What to do
Please write out word for word the opening lines of the material, including the line with "- The problem always" as the last.

⁂

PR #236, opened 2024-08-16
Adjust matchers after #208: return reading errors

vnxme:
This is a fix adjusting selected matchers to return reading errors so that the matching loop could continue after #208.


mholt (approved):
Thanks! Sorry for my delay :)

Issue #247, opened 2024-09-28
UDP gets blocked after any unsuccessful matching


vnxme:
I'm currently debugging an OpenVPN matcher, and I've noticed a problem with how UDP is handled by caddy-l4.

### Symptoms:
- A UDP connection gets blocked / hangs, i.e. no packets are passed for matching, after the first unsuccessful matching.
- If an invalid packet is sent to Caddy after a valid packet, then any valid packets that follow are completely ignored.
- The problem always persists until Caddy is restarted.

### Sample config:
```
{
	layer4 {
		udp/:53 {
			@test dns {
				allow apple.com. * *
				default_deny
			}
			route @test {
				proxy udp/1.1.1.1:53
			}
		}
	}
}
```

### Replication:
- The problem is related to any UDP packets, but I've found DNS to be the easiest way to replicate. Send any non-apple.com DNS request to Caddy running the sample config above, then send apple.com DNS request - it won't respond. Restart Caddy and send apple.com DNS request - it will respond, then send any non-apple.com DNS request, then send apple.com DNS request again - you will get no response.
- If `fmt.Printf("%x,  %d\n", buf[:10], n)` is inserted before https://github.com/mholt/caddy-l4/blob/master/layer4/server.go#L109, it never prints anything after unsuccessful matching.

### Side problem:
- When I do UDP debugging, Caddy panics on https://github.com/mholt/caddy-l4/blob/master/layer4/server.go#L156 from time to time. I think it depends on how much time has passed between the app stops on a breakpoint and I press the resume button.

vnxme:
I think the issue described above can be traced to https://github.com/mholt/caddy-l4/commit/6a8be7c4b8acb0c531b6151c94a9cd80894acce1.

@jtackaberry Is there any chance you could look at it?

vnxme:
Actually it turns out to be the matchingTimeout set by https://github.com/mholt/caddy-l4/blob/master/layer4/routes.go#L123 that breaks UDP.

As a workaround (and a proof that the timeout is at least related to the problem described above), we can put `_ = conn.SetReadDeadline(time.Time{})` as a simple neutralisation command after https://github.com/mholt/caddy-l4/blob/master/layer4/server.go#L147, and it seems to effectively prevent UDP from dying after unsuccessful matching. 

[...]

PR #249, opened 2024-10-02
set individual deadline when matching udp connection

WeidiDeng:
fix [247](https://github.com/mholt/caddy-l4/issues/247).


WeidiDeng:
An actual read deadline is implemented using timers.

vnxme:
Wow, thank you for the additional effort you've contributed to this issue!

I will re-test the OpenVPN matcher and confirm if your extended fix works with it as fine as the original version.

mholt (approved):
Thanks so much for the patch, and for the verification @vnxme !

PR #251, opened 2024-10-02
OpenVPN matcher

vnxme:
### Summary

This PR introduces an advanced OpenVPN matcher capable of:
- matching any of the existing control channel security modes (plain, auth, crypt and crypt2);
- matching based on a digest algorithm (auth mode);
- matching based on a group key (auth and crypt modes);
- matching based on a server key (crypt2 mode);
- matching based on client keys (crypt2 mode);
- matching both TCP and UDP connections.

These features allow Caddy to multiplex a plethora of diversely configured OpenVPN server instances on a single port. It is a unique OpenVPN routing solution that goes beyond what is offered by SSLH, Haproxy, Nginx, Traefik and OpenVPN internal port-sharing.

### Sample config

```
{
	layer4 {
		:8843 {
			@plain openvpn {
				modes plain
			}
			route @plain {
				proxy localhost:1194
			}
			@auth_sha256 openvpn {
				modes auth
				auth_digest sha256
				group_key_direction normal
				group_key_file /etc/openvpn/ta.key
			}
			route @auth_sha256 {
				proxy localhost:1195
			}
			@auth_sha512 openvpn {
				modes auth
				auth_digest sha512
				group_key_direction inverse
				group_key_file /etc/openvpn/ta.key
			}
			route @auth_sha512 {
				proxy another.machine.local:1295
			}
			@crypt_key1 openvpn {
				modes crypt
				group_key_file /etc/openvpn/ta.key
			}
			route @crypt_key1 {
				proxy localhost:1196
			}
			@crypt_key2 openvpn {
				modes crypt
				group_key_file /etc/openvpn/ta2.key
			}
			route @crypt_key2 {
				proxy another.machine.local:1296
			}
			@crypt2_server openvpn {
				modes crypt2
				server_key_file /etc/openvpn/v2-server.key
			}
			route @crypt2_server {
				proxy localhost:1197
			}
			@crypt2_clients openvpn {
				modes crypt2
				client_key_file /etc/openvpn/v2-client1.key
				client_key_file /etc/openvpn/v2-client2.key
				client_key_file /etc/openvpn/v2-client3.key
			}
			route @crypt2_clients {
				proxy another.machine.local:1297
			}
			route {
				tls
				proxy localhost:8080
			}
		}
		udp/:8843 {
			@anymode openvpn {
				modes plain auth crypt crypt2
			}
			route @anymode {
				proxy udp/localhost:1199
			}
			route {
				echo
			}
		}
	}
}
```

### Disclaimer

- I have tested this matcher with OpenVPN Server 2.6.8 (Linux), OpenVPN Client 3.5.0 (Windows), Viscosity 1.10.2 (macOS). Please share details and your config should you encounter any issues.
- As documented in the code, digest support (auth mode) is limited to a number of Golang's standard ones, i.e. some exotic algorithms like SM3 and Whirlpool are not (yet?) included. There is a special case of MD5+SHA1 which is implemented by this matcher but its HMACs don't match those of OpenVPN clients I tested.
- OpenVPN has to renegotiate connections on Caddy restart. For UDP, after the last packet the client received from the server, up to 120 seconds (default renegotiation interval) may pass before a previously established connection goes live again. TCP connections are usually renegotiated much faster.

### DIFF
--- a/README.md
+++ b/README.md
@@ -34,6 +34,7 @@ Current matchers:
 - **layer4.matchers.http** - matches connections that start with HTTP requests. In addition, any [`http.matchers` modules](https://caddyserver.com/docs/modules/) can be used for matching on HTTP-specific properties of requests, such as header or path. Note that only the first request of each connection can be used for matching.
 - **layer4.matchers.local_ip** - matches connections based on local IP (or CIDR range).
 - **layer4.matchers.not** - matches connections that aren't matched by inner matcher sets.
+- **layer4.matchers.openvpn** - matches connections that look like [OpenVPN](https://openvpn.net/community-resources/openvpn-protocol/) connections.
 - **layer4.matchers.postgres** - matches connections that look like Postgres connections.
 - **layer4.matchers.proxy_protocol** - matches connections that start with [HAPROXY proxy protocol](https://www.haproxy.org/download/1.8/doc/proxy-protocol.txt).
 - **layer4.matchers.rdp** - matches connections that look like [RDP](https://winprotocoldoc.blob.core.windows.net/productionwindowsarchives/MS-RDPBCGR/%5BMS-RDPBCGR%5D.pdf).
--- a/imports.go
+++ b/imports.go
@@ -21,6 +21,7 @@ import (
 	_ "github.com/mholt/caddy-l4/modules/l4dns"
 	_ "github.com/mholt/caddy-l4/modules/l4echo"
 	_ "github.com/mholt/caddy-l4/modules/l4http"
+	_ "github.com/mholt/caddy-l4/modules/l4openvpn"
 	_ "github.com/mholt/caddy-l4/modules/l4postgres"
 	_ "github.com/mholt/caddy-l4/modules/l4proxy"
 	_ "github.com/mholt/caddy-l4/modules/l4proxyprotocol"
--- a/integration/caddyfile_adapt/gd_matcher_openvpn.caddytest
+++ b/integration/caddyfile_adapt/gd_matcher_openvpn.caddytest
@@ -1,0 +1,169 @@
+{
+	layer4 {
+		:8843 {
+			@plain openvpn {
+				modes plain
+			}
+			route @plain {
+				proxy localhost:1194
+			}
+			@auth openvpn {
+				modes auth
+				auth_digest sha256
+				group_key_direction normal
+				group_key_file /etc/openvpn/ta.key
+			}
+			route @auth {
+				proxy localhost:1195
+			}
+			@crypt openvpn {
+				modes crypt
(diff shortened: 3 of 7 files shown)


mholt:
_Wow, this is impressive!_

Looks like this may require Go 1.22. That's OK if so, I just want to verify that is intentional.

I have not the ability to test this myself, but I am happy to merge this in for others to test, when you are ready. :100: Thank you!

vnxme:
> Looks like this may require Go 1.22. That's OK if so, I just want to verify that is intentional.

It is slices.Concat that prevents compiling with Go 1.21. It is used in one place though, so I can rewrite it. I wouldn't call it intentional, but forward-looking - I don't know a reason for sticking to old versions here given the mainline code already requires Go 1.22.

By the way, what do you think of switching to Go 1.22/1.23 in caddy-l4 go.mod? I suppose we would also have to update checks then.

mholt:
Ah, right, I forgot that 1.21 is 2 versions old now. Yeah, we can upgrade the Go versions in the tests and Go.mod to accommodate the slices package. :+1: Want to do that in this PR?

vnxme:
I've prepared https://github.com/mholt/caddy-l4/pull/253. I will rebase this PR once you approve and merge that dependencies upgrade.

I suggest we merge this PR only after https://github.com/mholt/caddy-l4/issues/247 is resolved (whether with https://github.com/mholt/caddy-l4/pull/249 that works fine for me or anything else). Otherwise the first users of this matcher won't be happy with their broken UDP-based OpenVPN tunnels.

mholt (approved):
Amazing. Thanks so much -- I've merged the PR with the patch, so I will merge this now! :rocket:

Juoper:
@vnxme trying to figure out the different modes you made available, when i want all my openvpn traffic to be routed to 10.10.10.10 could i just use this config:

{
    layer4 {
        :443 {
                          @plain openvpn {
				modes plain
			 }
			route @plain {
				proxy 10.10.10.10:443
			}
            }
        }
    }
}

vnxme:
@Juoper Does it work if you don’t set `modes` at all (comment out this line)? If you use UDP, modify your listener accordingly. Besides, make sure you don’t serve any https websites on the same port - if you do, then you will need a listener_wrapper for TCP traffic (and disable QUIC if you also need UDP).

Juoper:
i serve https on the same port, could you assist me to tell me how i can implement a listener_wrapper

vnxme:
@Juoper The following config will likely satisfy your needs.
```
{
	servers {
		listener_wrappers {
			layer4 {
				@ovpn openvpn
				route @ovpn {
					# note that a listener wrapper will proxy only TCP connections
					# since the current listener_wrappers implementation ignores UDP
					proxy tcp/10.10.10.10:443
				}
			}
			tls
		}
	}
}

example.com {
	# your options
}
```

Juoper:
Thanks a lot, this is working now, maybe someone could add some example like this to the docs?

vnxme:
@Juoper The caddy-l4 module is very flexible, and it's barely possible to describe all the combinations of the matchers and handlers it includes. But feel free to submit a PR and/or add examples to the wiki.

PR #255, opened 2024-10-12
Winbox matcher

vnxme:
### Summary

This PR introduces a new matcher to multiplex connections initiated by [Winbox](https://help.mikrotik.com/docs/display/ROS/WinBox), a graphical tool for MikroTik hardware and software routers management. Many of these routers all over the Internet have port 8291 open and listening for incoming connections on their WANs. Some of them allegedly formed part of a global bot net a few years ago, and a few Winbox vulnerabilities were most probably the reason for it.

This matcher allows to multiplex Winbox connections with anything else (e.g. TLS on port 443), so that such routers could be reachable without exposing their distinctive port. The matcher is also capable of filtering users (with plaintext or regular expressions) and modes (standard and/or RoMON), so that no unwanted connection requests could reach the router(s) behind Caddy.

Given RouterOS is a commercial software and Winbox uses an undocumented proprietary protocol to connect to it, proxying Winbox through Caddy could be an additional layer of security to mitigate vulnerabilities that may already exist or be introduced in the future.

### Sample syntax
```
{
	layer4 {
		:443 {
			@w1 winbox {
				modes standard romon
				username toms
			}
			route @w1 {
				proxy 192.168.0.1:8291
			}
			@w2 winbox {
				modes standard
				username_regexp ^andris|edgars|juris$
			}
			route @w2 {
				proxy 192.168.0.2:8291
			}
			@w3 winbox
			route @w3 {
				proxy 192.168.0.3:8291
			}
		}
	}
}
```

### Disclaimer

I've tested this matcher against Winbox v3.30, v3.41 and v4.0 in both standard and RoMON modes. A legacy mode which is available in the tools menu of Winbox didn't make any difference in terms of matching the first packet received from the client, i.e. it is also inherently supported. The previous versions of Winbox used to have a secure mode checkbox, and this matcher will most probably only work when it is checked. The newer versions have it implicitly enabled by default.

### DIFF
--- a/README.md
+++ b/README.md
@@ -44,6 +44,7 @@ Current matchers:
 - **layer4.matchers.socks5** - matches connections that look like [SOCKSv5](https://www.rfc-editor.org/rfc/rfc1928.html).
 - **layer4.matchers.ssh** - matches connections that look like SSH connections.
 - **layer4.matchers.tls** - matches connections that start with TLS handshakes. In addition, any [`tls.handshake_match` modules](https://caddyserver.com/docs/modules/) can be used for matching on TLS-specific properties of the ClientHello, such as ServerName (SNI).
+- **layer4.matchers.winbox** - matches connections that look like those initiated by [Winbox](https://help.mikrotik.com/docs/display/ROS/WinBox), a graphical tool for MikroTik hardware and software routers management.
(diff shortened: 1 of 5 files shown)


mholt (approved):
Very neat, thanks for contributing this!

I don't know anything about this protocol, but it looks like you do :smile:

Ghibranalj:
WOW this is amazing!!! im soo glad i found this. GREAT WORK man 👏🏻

⁂

Answer to this task
PR #236, opened 2024-08-16
Adjust matchers after #208: return reading errors

vnxme:
This is a fix adjusting selected matchers to return reading errors so that the matching loop could continue after #208.


mholt (approved):
Thanks! Sorry for my delay :)

Issue #247, opened 2024-09-28
UDP gets blocked after any unsuccessful matching


vnxme:
I'm currently debugging an OpenVPN matcher, and I've noticed a problem with how UDP is handled by caddy-l4.

### Symptoms:
- A UDP connection gets blocked / hangs, i.e. no packets are passed for matching, after the first unsuccessful matching.
- If an invalid packet is sent to Caddy after a valid packet, then any valid packets that follow are completely ignored.
- The problem always persists until Caddy is restarted.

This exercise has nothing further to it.